USD/JPY

Chart Levels:

Support 77.00...76.57...75.95…75.31.

Resistance 78.29...78.45...79.00...79.55.

Simply put, this is just not a real market. Not surprisingly at-the-money implied-volatility is very low, as are futures volume and open interest. Prices are hovering under the upper edge of the ‘channel’ that has held since May last year. We continue to watch for signs of topping against the 26-day moving average at 78.40 as all aspects of this weekly Ichimoku ‘cloud’ chart still suggest selling the US dollar against the yen. However, rather than dropping like a stone we expect messy consolidation either side of 77.00, where it has traded for much of the time since late July.

-78.00; stop 78.55; target 76.65


EUR/USD

Chart Levels:

Support 1.3250..1.3212..1.3190..1.3080.

Resistance 1.3570..1.3615..1.3730..1.3855.

‘Triangle’ consolidation under the bottom of the weekly Ichimoku ‘cloud’ hints that we might have to steel ourselves for another concerted downside test, something the moving averages have been suggesting for some time. Note that this year’s low was 1.2860 mid-January and sovereign debt woes are much worse now and a distinct possibility that there are too many Euro shorts out there. Increasingly thin markets are also a problem that must be factored in, as is the possibility of even more ‘leaders’ summits. It is therefore no surprise that at-the-money implied volatility is trading at expensive levels.

+1.3300; stop 1.3190; target 1.3850


EUR/JPY

Chart Levels:

Support 102.50..101.95..100.77..100.00.

Resistance 105.00..105.75..106.80..107.70

‘Triangle’ consolidation this month inside the ‘channel’ that has dominated since April and all aspects of the weekly Ichimoku ‘cloud’ chart suggest being short the Euro against the yen. Though prices held above 102.50 again this week we fear that we may have to prepare for yet another cautious downside probe. How the authorities might react at 100.00 must be considered. Other yen crosses have also held in ‘triangle’-type formations this month and also for most of the time since mid-September, so Eurozone weakness is not the only culprit. Be very careful.
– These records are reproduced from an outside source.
PR #778, opened 2024-12-02
Add how-to doc on refresh tokens

minrk:
docs for #579 

it would be nice to do a 17.2 with this, I think

### DIFF
--- a/docs/source/how-to/refresh.md
+++ b/docs/source/how-to/refresh.md
@@ -44,7 +44,7 @@ because it ensures the token is valid when the server starts.
 This example requires granting users read access to their own `auth_state`.
 If you plan to provide users with access tokens,
 `auth_state` does not typically include information your users won't have access to with the token itself,
-but it is worth making sure that your Authenticator configuration places anything in `auth_state`
+but it is worth making sure that your Authenticator configuration doesn't put anything in `auth_state`
 that you do not want users to be able to see.
 ```
 
--- a/docs/source/how-to/refresh.md
+++ b/docs/source/how-to/refresh.md
@@ -1,6 +1,6 @@
 # Refreshing user authentication
 
-JupyterHub has a mechanism called [`refresh_user`](inv:jupyterhub:py:method#jupyterhub.auth.Authenticator.refresh_user) that is meant to 'refresh' information from the Authentication provider periodically.
+JupyterHub has a mechanism called [`refresh_user`](inv:jupyterhub:py:method#jupyterhub.auth.Authenticator.refresh_user) that is meant to _refresh_ information from the Authentication provider periodically.
 This allows you to make sure things like group membership or other authorization info is up-to-date.
 In OAuth, this can also mean making sure the access token has not expired.
 This is particularly useful in deployments where an access token from the oauth provider is passed to the Server environment,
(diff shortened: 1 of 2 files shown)


docs/source/how-to/refresh.md
```diff
@@ -0,0 +1,124 @@
...
+At this point:
+
+1. When a user logs in, the OAuth user info and access token are encrypted and persisted in the Hub database.
+2. When the server token requests the user model at `/hub/api/user`, an `auth_state` field will be present, containing the current auth state.
+3. Further, when accessing `/hub/api/user` the `refresh_user` logic is triggered if `auth_refresh_age` has elapsed since the last refresh.
+
+This means that you can access `/hub/api/user` with `$JUPYTERHUB_API_TOKEN` and it will **always return a valid access token**,
+even if the currently stored token has expired when the request is made.
+
+To retrieve the access token, make a request to `${JUPYTERHUB_API_URL}/hub/user` with `${JUPYTERHUB_API_TOKEN}, e.g. from Python:
```
manics, line 90:
```suggestion
To retrieve the access token, make a request to `${JUPYTERHUB_API_URL}/hub/user` with `${JUPYTERHUB_API_TOKEN}`, e.g. from Python:
```

docs/source/how-to/refresh.md
```diff
@@ -0,0 +1,124 @@
+# Refreshing user authentication
+
+JupyterHub has a mechanism called [`refresh_user`](inv:jupyterhub:py:method#jupyterhub.auth.Authenticator.refresh_user) that is meant to 'refresh' information from the Authentication provider periodically.
```
manics, line 3:
```suggestion
JupyterHub has a mechanism called [`refresh_user`](inv:jupyterhub:py:method#jupyterhub.auth.Authenticator.refresh_user) that is meant to _refresh_ information from the Authentication provider periodically.
```
I think italics should look better when rendered:
image

docs/source/how-to/refresh.md
```diff
@@ -0,0 +1,124 @@
...
+## Refreshing tokens from user sessions
+
+If your user sessions use access tokens from your oauth provider and those tokens may expire during user sessions,
+you can rely on this mechanism to get fresh access tokens from JupyterHub.
+
+The first step is to grant the _server_ token access to read auth state for its owner.
+Users do not have permission to read their own auth state by default,
+but `auth_state` is where the `access_token` is stored.
+We need to grant the `admin:auth_state!user` scope to both the `user` and `server` roles,
+so that requests with `$JUPYTERHUB_API_TOKEN` will have permission to read the access token:
```
manics, line 50: Is there likely to be anything in `auth_state` that an admin wouldn't want a user to see?

minrk: It's worth mentioning this, because it is possible in theory and there are not currently more fine-grained controls. I don't believe so with the current OAuthenticators, at least, which have the userinfo and token responses. Essentially, all the information OAuthenticator puts in auth state is retrievable with the access token we are after, so if you are doing this to pass the access token, access to auth state isn't giving access to any more info than you are already meaning to give by relaying the access token itself.

minrk: Added a caveat to the top of this section

docs/source/how-to/refresh.md
```diff
@@ -0,0 +1,132 @@
...
+This is most useful when the server is being passed an access token
+because it ensures the token is valid when the server starts.
+
+## Refreshing tokens from user sessions
+
+```{warning}
+This example requires granting users read access to their own `auth_state`.
+If you plan to provide users with access tokens,
+`auth_state` does not typically include information your users won't have access to with the token itself,
+but it is worth making sure that your Authenticator configuration places anything in `auth_state`
```
manics, line 47:
```suggestion
but it is worth making sure that your Authenticator configuration doesn't put anything in `auth_state`
```
Go ahead and merge after this fix (or equivalent)

minrk: Thanks!

minrk:
Thanks!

+103.00; stop 102.40; target 107.85


GBP/JPY

Chart Levels:

Support 120.65..119.90..119.00..117.65.

Resistance 122.60..123.55..124.30..125.65.

Sterling holding its own against the yen adding a little weight to our view that this pair is trying to stabilise against 61% retracement support, ahead of September’s record low at 116.80, above the top of the descending ‘channel’. This is likely to be a long drawn-out process so traders and investors must decide whether it is worth their while. Until prices manage a monthly close above 128.00 we shall have to continue to allow for many bouts of cautious downside testing followed by slow rallies. Above 128.00 might trigger a short squeeze to 140.00. Holiday-thin markets another problem.

+120.00; stop 119.00; target 125.50


GBP/USD

Chart Levels:

Support 1.5535..1.5425..1.5345..1.5270.

Resistance 1.5715..1.5780..1.5870..1.5900.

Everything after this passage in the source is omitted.